*RECORDS PROVIDED:*

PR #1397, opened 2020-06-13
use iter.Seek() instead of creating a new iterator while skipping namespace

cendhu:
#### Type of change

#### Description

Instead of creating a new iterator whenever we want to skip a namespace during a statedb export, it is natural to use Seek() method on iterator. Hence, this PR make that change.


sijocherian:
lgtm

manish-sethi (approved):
==
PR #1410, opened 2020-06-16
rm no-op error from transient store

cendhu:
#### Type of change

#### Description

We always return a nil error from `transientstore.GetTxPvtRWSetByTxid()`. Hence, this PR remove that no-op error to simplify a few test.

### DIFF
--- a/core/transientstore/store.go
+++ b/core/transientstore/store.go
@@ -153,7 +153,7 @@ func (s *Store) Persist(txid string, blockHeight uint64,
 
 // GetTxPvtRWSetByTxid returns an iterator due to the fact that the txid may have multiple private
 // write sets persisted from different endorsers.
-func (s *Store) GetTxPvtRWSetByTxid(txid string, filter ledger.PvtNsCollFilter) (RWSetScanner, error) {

*WHAT YOU NEED TO DO:* Only those lines of the entries above that run from the line containing "-153,7 +153,7 @@" to the line containing "from different endorsers.", both included, should be transcribed exactly.

*OUTPUT OF THE TASK:*
@@ -153,7 +153,7 @@ func (s *Store) Persist(txid string, blockHeight uint64,
 
 // GetTxPvtRWSetByTxid returns an iterator due to the fact that the txid may have multiple private
 // write sets persisted from different endorsers.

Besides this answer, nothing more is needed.